** ABOUT THIS TASK **
Scan the data below and copy each line where "enforced" occurs.

** EXERCISE MATERIAL **
────────────────

PR #10524, opened 2026-08-21
Add a purchase order matching API

mynjj:
Adding public codeunits for creating "Matched Order Line" records. The first consumer of this API will be the E-Documents app to allow for creating 1-M matches and that can be received on invoice from the Payables Agent flows.

All the changes are additive and no existing BaseApp flow with the existing logic has been disturbed. We have yet to decide whether to update our own existing `MatchedOrderLineMgmt` with it. In essence, this change is only a facade for inserting "Matched Order Line" records.

The one novel bit, is an internal usage of this new API in the codeunit `PO Matching`, where we add a surface to suggest receipts in a match: given the order and the proposed match, if there are receipts that could cover the remaining amount to invoice, they are suggested in the match. This new procedure is not uptaken internally in the BaseApplication, but it will be used in the E-Document app (see second PR on the stack) as a convenience when receiving invoices from that flow that didn't have receipts specified for matching.

The new public API encapsulates a new match under the `PO Matching Group`, that holds a buffer of the matches to be inserted. At every point in time that a new match is added to the buffer, we run validations to ensure that it makes sense quantity-wise, and the other validations we have (like no prepayment, or partial receipts for item-tracked), additionally we discover the already existing matches that have been persisted in the database and load the whole match as well so that the validations are applied considering those as well. The edges to be loaded are discovered in a BFS fashion, and appended running the validations.

A iterator is implemented for `PO Matching Group` to allow consuming the matches, additionally, another iterator to encapsulate the possible receipts to suggest (`Invoiceable Receipts`) was also added. See how they are used to suggest the receipts on the match.

Fixes [AB#625392](https://dynamicssmb2.visualstudio.com/1fcb79e7-ab07-432a-a3c6-6cf5a88ba4a5/_workitems/edit/625392)


alexei-dobriansky:

<details>

This PR adds a public BaseApp API for building and saving purchase order matching groups. It creates invoice-to-order, order-to-receipt, and invoice-to-receipt edges, validates quantity caps, loads connected persisted matches, and adds tests for the main happy paths and several error paths.

The feature is coherent, and the tests cover many important flows. However, the public API trusts that the passed SystemId values belong to the expected purchase document types and unit of measure shape. The posting code later treats these rows as invoice/order/receipt matches, so these validations need to be strict before rows are persisted.
</details>

<details>

**S1** - *Validate the purchase document types*
Add checks that Match."Document Line SystemId" points to a purchase invoice line and that Match."Matched Order Line SystemId" points to a purchase order line. Today any purchase line with matching item, vendor, and currency can be saved as a match, which can leave persisted rows that the posting code later reads with the wrong document role.

**S2** - *Reject mismatched units of measure*
Also compare the invoice and order line unit of measure before accepting an invoice-order edge. The current check only compares type and item number, so an invoice in one UOM can be matched to an order or receipt in another UOM and still pass the non-base quantity checks used during posting.
</details>

<details>

**Risk:** This is new public BaseApp surface in POMatchingGroup.Codeunit.al and it writes Matched Order Line records that are later used by purchase posting. The regression surface is narrow until consumers call the API, but a bad persisted match can affect invoice-to-order and order-to-receipt allocation quantities.

**Necessity:** The API is useful for E-Documents and similar consumers because it hides the matching persistence details. The scope is right for a feature slice, but the API boundary must reject wrong document roles and UOM mismatches before it becomes a public integration point.
</details>

---
> [AI-PR-REVIEW] version=1 promptVersion=2 system=github pr=10524 round=1 by=alexei-dobriansky at=2026-08-21T18:10:38Z lastSha=7d58e292bf50ef4481d9c46ebb3f146153f793ff reviewKey=eb3802795d92a26d9d79f10b35aa83e030fcea931112e4fcbea4f3aef20431c8 suggestions=S1@419220ac,S2@b98fb3b7

alexei-dobriansky:

# **Recommendation: Accept**

<details>

This PR adds a public BaseApp API for building and saving purchase order matching groups (invoice-to-order, order-to-receipt, and invoice-to-receipt edges), with quantity-cap validation and tests.

The commits since round 1 harden the API boundary. Both invoice-order and order-receipt paths now run through one shared `ValidateInvoiceOrderCompatibility` procedure, so the document roles and unit of measure are checked before any row is persisted. The `Document Line SystemId` used on the order-receipt path is always resolved (passed in, or inferred via `InferInvoiceForOrder`, which errors when it cannot find exactly one invoice), so requiring a valid invoice line there does not break the order-receipt flow. The changes are correct and well targeted.
</details>

<details>

| ID  | Title                              | Status    | Author response |
|-----|------------------------------------|-----------|-----------------|
| S1  | Validate the purchase document types | Addressed | `ValidateInvoiceOrderCompatibility` now checks `InvoiceLine."Document Type"::Invoice` and `OrderLine."Document Type"::Order`; tests assert "must be an invoice line" / "must be an order line". |
| S2  | Reject mismatched units of measure | Addressed | Same procedure now compares `"Unit of Measure Code"` between invoice and order; two tests cover the UOM mismatch on the invoice-order and order-receipt paths. |
</details>

<details>

*None - the changes only addressed the prior suggestions (shared validation extracted, telemetry event id filled in, unused `PO Matching Posting Action` table removed, variable ordering fixed).*
</details>

<details>

**Risk:** This is new public BaseApp surface in `POMatchingGroup.Codeunit.al` that persists `Matched Order Line` rows later consumed by purchase posting. The regression surface stays narrow (no consumers yet), and the round-2 changes only tighten validation before rows are written, so they reduce risk rather than add it. The new invoice-line lookup on the order-receipt path is safe because `Document Line SystemId` is always resolved before validation.

**Necessity:** Unchanged from round 1. The API is a useful boundary for E-Documents and similar consumers, and the added document-role and UOM checks are exactly what a public integration point needs before it can be trusted by the posting code.
</details>

---
> [AI-PR-REVIEW] version=1 promptVersion=2 system=github pr=10524 round=2 by=alexei-dobriansky at=2026-08-23T12:09:34Z lastSha=31940f62dbcd3c2e9c5ef211bc578535bc7de235 reviewKey=6643cf52c0dde8075ccfd97d68d30b0a93efa6e6e63eee3631ff201d6d28f996 suggestions=S1@419220ac:addressed,S2@b98fb3b7:addressed parentRound=1

alexei-dobriansky (dismissed):

alexei-dobriansky:

# **Recommendation: Accept**

<details>

This PR adds a public API for building purchase order matching groups and adds receipt suggestions for invoice/order matches. The commit since round 2 simplifies the edge factories by removing caller-supplied base quantities, so PO Matching Group derives Qty. to Invoice (Base) from the order line before validation and persistence.

The round-3 changes keep the earlier document type and unit of measure checks in place. Deriving the base quantity inside the group is safer than trusting external callers, and the updated tests still cover base-quantity derivation, quantity caps, receipt splits, and error paths.
</details>

<details>

| S1 | Validate the purchase document types | Addressed | Still addressed. The shared compatibility check still requires invoice lines and order lines to have the right document types. |
| S2 | Reject mismatched units of measure | Addressed | Still addressed. The same shared check still requires invoice and order lines to use the same unit of measure before base quantity is derived. |
</details>

<details>

*None - the new commit only simplifies the edge factory signatures, derives base quantity inside PO Matching Group, makes the receipt iterator internal, and updates the tests to use the new API shape.*
</details>

<details>

**Risk:** The main risk is the new public PO Matching API because it persists Matched Order Line records that purchase posting can later use. The latest commit reduces the API surface by removing a base-quantity parameter, and this is safe before the new API has merged. CI has passed many build checks; some unit-test buckets were still running when reviewed.

**Necessity:** The change is needed for the Payables Agent PO matching slice. The latest simplification is also justified because callers should not have to provide a base quantity that the group can derive and validate from the order line.
</details>

---
> [AI-PR-REVIEW] version=1 promptVersion=2 system=github pr=10524 round=3 by=alexei-dobriansky at=2026-08-24T12:24:40Z lastSha=64e07b4e0a8a43bffbce40440b70cf8f2d6865fd reviewKey=81fe3384c0e6fad1750c4b44816bfef74ca72ebf89088d89d41ccc700a77266b suggestions=S1@419220ac:addressed,S2@b98fb3b7:addressed parentRound=2

alexei-dobriansky (dismissed):

PredragMaricic (changes requested):
Requesting changes for two data-integrity issues in the new matching API:

1. `ValidateOrderReceipt` accepts negative allocation quantities because every cap check is upper-bound-only. A negative receipt edge is persisted and reduces the aggregate pinned/consumed quantities, allowing a later positive edge to exceed the invoice-order budget or receipt availability while the signed total still matches the invoice quantity at posting. Reject wrong-sign/non-positive allocations and cover this case with regression tests.

2. `SaveMatchingGroups` revalidates an in-memory component loaded earlier by `AddMatch`, then persists without locking and reloading the shared component. Concurrent sessions matching different invoices to the same order or receipt can both validate against the same remaining quantity and insert distinct rows, over-allocating it. Lock the shared table, reload/merge the latest persisted component under that lock, then revalidate and persist atomically.

The functional test coverage is otherwise strong, and the reported checks are green, but these races/validation gaps can produce invalid matching data.

src/Layers/W1/BaseApp/Inventory/Tracking/InvoiceableReceipts.Codeunit.al
```diff
@@ -0,0 +1,57 @@
...
+    Access = Internal;
+
+    // A cursor over the posted receipt lines of a single order line that still have quantity received not
+    // invoiced. It nets a receipt's remaining quantity against a "PO Matching Group" so consumers see the
+    // capacity still available for covering, accounting for edges the group already holds.
+    var
+        TempPurchRcptLine: Record "Purch. Rcpt. Line" temporary;
+
+    /// <summary>Loads the invoiceable receipts of the order line and positions at the first, returning false if none.</summary>
+    internal procedure Load(OrderLine: Record "Purchase Line"): Boolean
```
PeterConijn, line 22: The scope for the codeunit is _internal_, so having separate access modifiers on internal procedures is redundant.

src/Layers/W1/BaseApp/Inventory/Tracking/InvoiceableReceipts.Codeunit.al
```diff
@@ -0,0 +1,57 @@
...
+    var
+        PurchRcptLine: Record "Purch. Rcpt. Line";
+    begin
+        TempPurchRcptLine.Reset();
+        TempPurchRcptLine.DeleteAll();
+
+        PurchRcptLine.SetRange("Order No.", OrderLine."Document No.");
```
PeterConijn, line 30: Key2 might be better for this combination of filters.

src/Layers/W1/BaseApp/Inventory/Tracking/InvoiceableReceipts.Codeunit.al
```diff
@@ -0,0 +1,57 @@
...
+{
+    Access = Internal;
+
+    // A cursor over the posted receipt lines of a single order line that still have quantity received not
+    // invoiced. It nets a receipt's remaining quantity against a "PO Matching Group" so consumers see the
+    // capacity still available for covering, accounting for edges the group already holds.
+    var
+        TempPurchRcptLine: Record "Purch. Rcpt. Line" temporary;
+
+    /// <summary>Loads the invoiceable receipts of the order line and positions at the first, returning false if none.</summary>
```
PeterConijn, line 20: XmlDocumentation in this codeunit is missing elements for parameters and return values.

src/Layers/W1/BaseApp/Inventory/Tracking/POMatching.Codeunit.al
```diff
@@ -0,0 +1,130 @@
...
+// Copyright (c) Microsoft Corporation. All rights reserved.
+// Licensed under the MIT License. See License.txt in the project root for license information.
+// ------------------------------------------------------------------------------------------------
+namespace Microsoft.Inventory.Tracking;
+
+using Microsoft.Inventory.Ledger;
+using Microsoft.Purchases.Document;
+using Microsoft.Purchases.History;
+
+codeunit 5831 "PO Matching"
```
PeterConijn, line 11: Does this not need to follow a façade pattern?

src/Layers/W1/BaseApp/Inventory/Tracking/POMatching.Codeunit.al
```diff
@@ -0,0 +1,130 @@
...
+    end;
+    #endregion
+
+    #region Covering receipts
+    /// <summary>
+    /// Enriches the group by covering each invoice-order allocation with the order line's posted receipts that still have quantity received not invoiced, by adding or growing receipt edges.
+    /// </summary>
+    procedure SuggestCoveringReceipts(var POMatchingGroup: Codeunit "PO Matching Group")
+    var
+        TempIntendedEdge: Record "Matched Order Line" temporary;
```
PeterConijn: Not 100% sure about this one, but I do think it is customary to place _temporary_ variables under the normal ones.

src/Layers/W1/BaseApp/Inventory/Tracking/POMatching.Codeunit.al
```diff
@@ -0,0 +1,130 @@
...
+
+codeunit 5831 "PO Matching"
+{
+    Access = Public;
+
+    #region Edge factory
+    // Edges are unpersisted "Matched Order Line" records
+
+    /// <summary>Builds an invoice-to-order edge.</summary>
+    procedure InvoiceOrderEdge(InvoiceLineSystemId: Guid; OrderLineSystemId: Guid; QtyToAllocate: Decimal) Edge: Record "Matched Order Line"
```
PeterConijn, line 23: XmlDocumentation missing parameters and return values

PeterConijn (changes requested):

src/Layers/W1/BaseApp/Inventory/Tracking/InvoiceableReceipts.Codeunit.al
mynjj: It is redundant, but if there is a latter effort for making this codeunit public, I'd rather it would be then an explicit choice at that time to select which procedures should be public. 

If I already don't add the modifier, it may hide that decision later on.

src/Layers/W1/BaseApp/Inventory/Tracking/InvoiceableReceipts.Codeunit.al
mynjj: might end up being a table scan anyway because of the filter on `Qty Rcd. Not Invoiced` but I can be explicit anyway, I'll add it

src/Layers/W1/BaseApp/Inventory/Tracking/InvoiceableReceipts.Codeunit.al
mynjj: I often don't know what to write in those, usually the summary is good enough, but I'll add them

src/Layers/W1/BaseApp/Inventory/Tracking/POMatching.Codeunit.al
mynjj: I think it adds indirection that is not really needed, in general I'm not a fan of this pattern (but I know there are different opinions here), we could put it later on

src/Layers/W1/BaseApp/Inventory/Tracking/POMatching.Codeunit.al
mynjj: I hadn't heard of this one, we have an analyzer that validates sorting on some types (like records before codeunits, etc), but it doesn't have any consideration for `temporary` records.

I can do it regardless 😄 Do you think it helps readability? it's already prefixed with `Temp`.

mynjj:
> Requesting changes for two data-integrity issues in the new matching API:
> 
> 1. `ValidateOrderReceipt` accepts negative allocation quantities because every cap check is upper-bound-only. A negative receipt edge is persisted and reduces the aggregate pinned/consumed quantities, allowing a later positive edge to exceed the invoice-order budget or receipt availability while the signed total still matches the invoice quantity at posting. Reject wrong-sign/non-positive allocations and cover this case with regression tests.

Done, good catch, thanks. (We probably have already some gotchas with negative values in the existing PO Matching functionality that we could look at)

> 2. `SaveMatchingGroups` revalidates an in-memory component loaded earlier by `AddMatch`, then persists without locking and reloading the shared component. Concurrent sessions matching different invoices to the same order or receipt can both validate against the same remaining quantity and insert distinct rows, over-allocating it. Lock the shared table, reload/merge the latest persisted component under that lock, then revalidate and persist atomically.
> 

I prefer not to lock, the chance of having matches in this situation is very low, and regardless everything gets revalidated at posting, which is locked/"atomic-ish", so I won't add any further locks at creation (it's just asking for trouble IMO 😅), also with the reloading of persisted matches every time we add a match, the chance of this is even less.

@PredragMaricic

VolodySyn (approved):

PredragMaricic (approved):

alexei-dobriansky:
## Good Sense Reviewer - Round 4

<details>
<summary><strong>What changed since round 3</strong></summary>

The PO Matching files changed (the rest of the range is an unrelated merge from main). The relevant change hardens the new matching API against negative allocations and adds documentation:
- A new `CheckAllocationNotNegative(Match)` guard runs at the start of **both** `ValidateInvoiceOrder` and `ValidateOrderReceipt`, raising `NegativeAllocationErr` when `"Qty. to Invoice"` or `"Qty. to Invoice (Base)"` is negative.
- Two regression tests cover it: `AddInvoiceOrderMatchNegativeQuantityErrors` and `AddOrderReceiptMatchNegativeQuantityErrors`.
- XML doc comments were added to the edge factories and a receipt-key `SetCurrentKey` was added in `Invoiceable Receipts.Load`.
</details>

<details>

| ID  | Title | Status | Evidence |
|-----|-------|--------|----------|
| S1  | Validate the purchase document types | Addressed | Still enforced by `ValidateInvoiceOrderCompatibility`. |
| S2  | Reject mismatched units of measure | Addressed | Still enforced before base quantity is derived. |
</details>

<details>
<summary><strong>New observations (commits since round 3)</strong></summary>

**S3** (🟠 Moderate) - *Resolved:* negative/wrong-sign allocations are now rejected.
The earlier gap - upper-bound-only caps let a negative edge lower the aggregate consumed and free budget for a later positive edge - is closed. `CheckAllocationNotNegative` guards both validation paths and the two new tests assert both the invoice-order and order-receipt directions. This is the right fix and is properly covered. One small point: the guard rejects `< 0` but allows `0`; a zero-quantity edge is a harmless no-op for the budget, so this is fine, but reject `<= 0` if you want to forbid no-op edges outright.

**S4** (🟠 Moderate) - *Concurrent creation can transiently over-allocate; the no-lock decision is defensible but worth confirming.*
`SaveMatchingGroups` validates an in-memory component and persists without locking/reloading the shared component, so two sessions matching different invoices to the same order or receipt can each validate against the same remaining quantity and both insert rows. The stated rationale - the authoritative quantity consumption is revalidated at posting (which is locked), and matches are reloaded on each `AddMatch` - is reasonable, and the existing `Matched Order Line Mgmt.` posting path supports that this is the real gate. So this is not a blocker. The residual risk is a match that looks valid at creation but errors at posting under contention. Please confirm the posting-side revalidation rejects aggregate over-allocation under its lock (not only the per-line cap); if it does, the creation-time no-lock choice is sound.
</details>

<details>

**Risk:** Reduced since round 3. The negative-allocation hole was a genuine data-integrity gap and is now guarded and tested. The remaining concurrency consideration is a consciously accepted trade-off backed by posting-time revalidation, not an unguarded corruption path. The public API surface was already narrowed in round 3.

**Necessity:** The API is needed for the Payables Agent PO matching slice. The round-4 hardening is a clear improvement, and the concurrency decision is a legitimate engineering judgment given posting is the authoritative quantity gate.
</details>

---
> [AI-PR-REVIEW] version=1 promptVersion=4 system=github pr=10524 round=4 by=alexei-dobriansky at=2026-08-25T12:28:00Z lastSha=6c61059f2630da303a8769e1accdae07cbc73ce3 reviewKey=3f7c07f35f0cefd1044cd51fd16be3ef1534c98cd59219fc690a7110246ec900 suggestions=S1@419220ac:addressed,S2@b98fb3b7:addressed,S3@b3bccd84:addressed,S4@39fe17a4:new parentRound=3

alexei-dobriansky (approved):

alexei-dobriansky:
## Good Sense Reviewer - Round 5

<details>

This PR adds a public purchase order matching API: a matching-group facade and buffer with validation and persistence, an invoiceable-receipts iterator, and receipt-suggestion logic, with broad tests. Since the previous round the branch was force-updated, so this round reviews the full current change against the base. The validation flow is coherent for the feature: document-type, unit-of-measure, vendor/currency, receipt ownership, allocation caps, negative allocations, and item tracking are all guarded. No new High-impact defect was found in the current diff.
</details>

<details>

| S1 | Validate the purchase document types | Addressed | Document-type validation present |
| S2 | Reject mismatched units of measure | Addressed | Unit-of-measure validation present |
| S3 | Reject negative allocations | Addressed | `CheckAllocationNotNegative` guards both paths, with tests |
| S4 | Concurrent creation can transiently over-allocate | Not addressed | No locking/reload added at save time |
</details>

<details>
<summary><strong>New observations (changes since previous round)</strong></summary>

*None - the current changes did not introduce new issues.*
</details>

<details>

**Risk:** The main remaining risk is data integrity around persisted matched-order quantities and creation-time concurrency. `SaveMatchingGroups` validates an in-memory component and persists without locking or reloading the shared component, so two sessions matching different invoices to the same order or receipt can each validate against the same remaining quantity and both insert rows (S4). This is Moderate, not blocking: the authoritative quantity consumption is revalidated at posting under its own locked flow. It is worth confirming rather than leaving implicit.

**Necessity:** The API is a coherent additive feature increment and keeps existing BaseApp purchase flows undisturbed. The scope is broad but aligned with the feature goal and covered by tests for the key validation paths.
</details>

---
> [AI-PR-REVIEW] version=1 promptVersion=4 system=github pr=10524 round=5 by=alexei-dobriansky at=2026-08-27T06:17:24Z lastSha=999f19d925b7d705734a7dbe0faba5cb4793ae90 reviewKey=fffa477dae2f572a9b271ca9175c2feae37b9af7f79b08662bb0f8a9e5183f6b suggestions=S1@419220ac:addressed,S2@b98fb3b7:addressed,S3@b3bccd84:addressed,S4@39fe17a4:notaddressed parentRound=4

src/Layers/W1/BaseApp/Inventory/Tracking/POMatching.Codeunit.al
```diff
@@ -0,0 +1,148 @@
...
+    #endregion
+
+    #region Covering receipts
+    /// <summary>
+    /// Enriches the group by covering each invoice-order allocation with the order line's posted receipts that still have quantity received not invoiced, by adding or growing receipt edges.
+    /// </summary>
+    /// <param name="POMatchingGroup">The PO matches that we want to suggest receipts for. This parameter gets modified by this procedure by ading the suggested receipt matches.</param>
+    procedure SuggestCoveringReceipts(var POMatchingGroup: Codeunit "PO Matching Group")
+    var
+        OrderLine: Record "Purchase Line";
```
PeterConijn, line 76: I would call this variable "PurchaseLine" to keep it consistent with other variables and it makes it immediately clear what we are looking at.

src/Layers/W1/BaseApp/Inventory/Tracking/POMatching.Codeunit.al
```diff
@@ -0,0 +1,148 @@
...
+        Edge."Matched Rcpt./Shpt. Line SysId" := ReceiptLineSystemId;
+        Edge."Qty. to Invoice" := QtyToAllocate;
+    end;
+
+    /// <summary>Builds an invoice-to-receipt edge; the order line is derived when added.</summary>
+    /// <param name="InvoiceLineSystemId">SystemId of the Invoice Line.</param>
+    /// <param name="ReceiptLineSystemId">SystemId of the Receipt Line.</param>
+    /// <param name="QtyToAllocate">The quantity desired to allocate for the match.</param>
+    /// <returns>A match that can be used in AddMatch.</returns>
+    procedure InvoiceReceiptEdge(InvoiceLineSystemId: Guid; ReceiptLineSystemId: Guid; QtyToAllocate: Decimal) Edge: Record "Matched Order Line"
```
PeterConijn, line 61: Why is the return value called `Edge` and not `MatchedOrderLine`?

src/Layers/W1/BaseApp/Inventory/Tracking/POMatching.Codeunit.al
```diff
@@ -0,0 +1,148 @@
...
+        Edge."Qty. to Invoice" := QtyToAllocate;
+    end;
+
+    /// <summary>Builds an order-to-receipt edge with an explicit invoice, used to split a receipt across several invoices.</summary>
+    /// <param name="InvoiceLineSystemId">SystemId of the Invoice Line.</param>
+    /// <param name="OrderLineSystemId">SystemId of the Order Line.</param>
+    /// <param name="ReceiptLineSystemId">SystemId of the Receipt Line.</param>
+    /// <param name="QtyToAllocate">The quantity desired to allocate for the match.</param>
+    /// <returns>A match that can be used in AddMatch.</returns>
+    procedure InvoiceOrderReceiptEdge(InvoiceLineSystemId: Guid; OrderLineSystemId: Guid; ReceiptLineSystemId: Guid; QtyToAllocate: Decimal) Edge: Record "Matched Order Line"
```
PeterConijn, line 48: Why is the return value called Edge and not MatchedOrderLine?

src/Layers/W1/BaseApp/Inventory/Tracking/POMatching.Codeunit.al
```diff
@@ -0,0 +1,148 @@
...
+        Edge."Matched Order Line SystemId" := OrderLineSystemId;
+        Edge."Qty. to Invoice" := QtyToAllocate;
+    end;
+
+    /// <summary>Builds an order-to-receipt edge; the invoice is inferred when added if the order has a single invoice edge.</summary>
+    /// <param name="OrderLineSystemId">SystemId of the Order Line.</param>
+    /// <param name="ReceiptLineSystemId">SystemId of the Receipt Line.</param>
+    /// <param name="QtyToAllocate">The quantity desired to allocate for the match.</param>
+    /// <returns>A match that can be used in AddMatch.</returns>
+    procedure OrderReceiptEdge(OrderLineSystemId: Guid; ReceiptLineSystemId: Guid; QtyToAllocate: Decimal) Edge: Record "Matched Order Line"
```
PeterConijn, line 35: Why is the return value called Edge and not MatchedOrderLine?

src/Layers/W1/BaseApp/Inventory/Tracking/POMatching.Codeunit.al
```diff
@@ -0,0 +1,148 @@
...
+        if not POMatchingGroup.GetInvoiceOrderEdges() then
+            exit;
+
+        repeat
+            InvoiceLineSystemId := POMatchingGroup.GetInvoiceLine();
+            OrderLineSystemId := POMatchingGroup.GetOrderLine();
+            OrderLine.GetBySystemId(OrderLineSystemId);
+            Missing := POMatchingGroup.AllocatedInInvoiceOrderEdge() - POMatchingGroup.SumAllocatedInOrderReceiptEdges();
+
+            if (Missing > 0) and InvoiceableReceipts.Load(OrderLine) then begin
```
PeterConijn, line 92: Performance-wise, you might want to choose for a separated pattern, e.g.

```al
if Missing > 0 then
    if InvoiceableReceipts.Load(OrderLine) then begin
```

AL does not natively do lazy evaluation, so by using this pattern we can prevent unnecessary database calls if Misssing <= 0.

PeterConijn (changes requested):

AndersLarsenMicrosoft (approved):

alexei-dobriansky:
## Good Sense Reviewer - Round 6

<details>

This PR adds a public purchase order matching API: edge factories, a matching-group buffer with validation and persistence, an invoiceable-receipts iterator, and receipt-suggestion logic. The current net diff is a coherent feature slice and includes broad tests for caps, document roles, unit of measure, persisted-component reload, item tracking, and receipt suggestions.

Round detection found new branch commits after the previous review, but the API and test files are unchanged from the previous reviewed PR tip. I reviewed the full current net diff again because the previous head is no longer reachable. No new High-impact defect was found.
</details>

<details>

**Fit:** Strong

The requested behavior is a reusable way to create and validate purchase order matching rows for later consumers. The diff matches that goal without changing the existing BaseApp matching flow, and the API validates the main data-integrity rules before rows are saved.
</details>

<details>

| S1 | Validate the purchase document types | Addressed | No new reply; invoice lines and order lines are still checked for the right document types. |
| S2 | Reject mismatched units of measure | Addressed | No new reply; invoice and order lines must still use the same unit of measure. |
| S3 | Reject negative allocations | Addressed | No new reply; CheckAllocationNotNegative still guards both validation paths and tests cover both directions. |
| S4 | Concurrent creation can transiently over-allocate | Not addressed | No new reply; SaveMatchingGroups still validates the already loaded in-memory component and then persists without a save-time lock/reload. |
</details>

<details>
<summary><strong>Current suggestions</strong></summary>

**S4** (🟠 Moderate): *Confirm concurrent saves cannot over-allocate*
SaveMatchingGroups still revalidates only the already loaded in-memory component before persisting. If two sessions save different matches for the same order or receipt at the same time, both can pass creation-time checks; please confirm posting revalidates the aggregate matched quantities under lock, or reload and lock the component before saving if creation must be authoritative.
</details>

<details>

**Risk:** The main risk remains data integrity around Matched Order Line quantities because this is new public BaseApp surface used before purchase posting. The validation coverage is strong, and current CI reports all checks as passing, but creation-time concurrency can still leave a match that looked valid when saved and later fails when posted.

**Necessity:** The feature is needed as an additive integration boundary for purchase order matching. The scope is broad but aligned with the requested slice, and the remaining item is a non-blocking confirmation of the concurrency contract rather than a proven wrong posting result.
</details>

---
> [AI-PR-REVIEW] version=1 promptVersion=4 system=github pr=10524 round=6 by=alexei-dobriansky at=2026-08-27T18:16:49Z lastSha=1f12fa2cb8ae88ae9b028abd0959f1123b8d273f reviewKey=577a8e6b1f0ab36d322130243ea9a7de49b60f89e779c9192ec028a2d117792b suggestions=S1@419220ac:addressed,S2@b98fb3b7:addressed,S3@b3bccd84:addressed,S4@39fe17a4:notaddressed parentRound=5

src/Layers/W1/BaseApp/Inventory/Tracking/POMatching.Codeunit.al
mynjj: Purchase lines can be order or invoice lines, in this context it's more clear to know which kind of line is intended

src/Layers/W1/BaseApp/Inventory/Tracking/POMatching.Codeunit.al
mynjj: Taking this improvement in a separate workitem (648156)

────────────────

** REPLY TO THE EXERCISE **
| S1  | Validate the purchase document types | Addressed | Still enforced by `ValidateInvoiceOrderCompatibility`. |
| S2  | Reject mismatched units of measure | Addressed | Still enforced before base quantity is derived. |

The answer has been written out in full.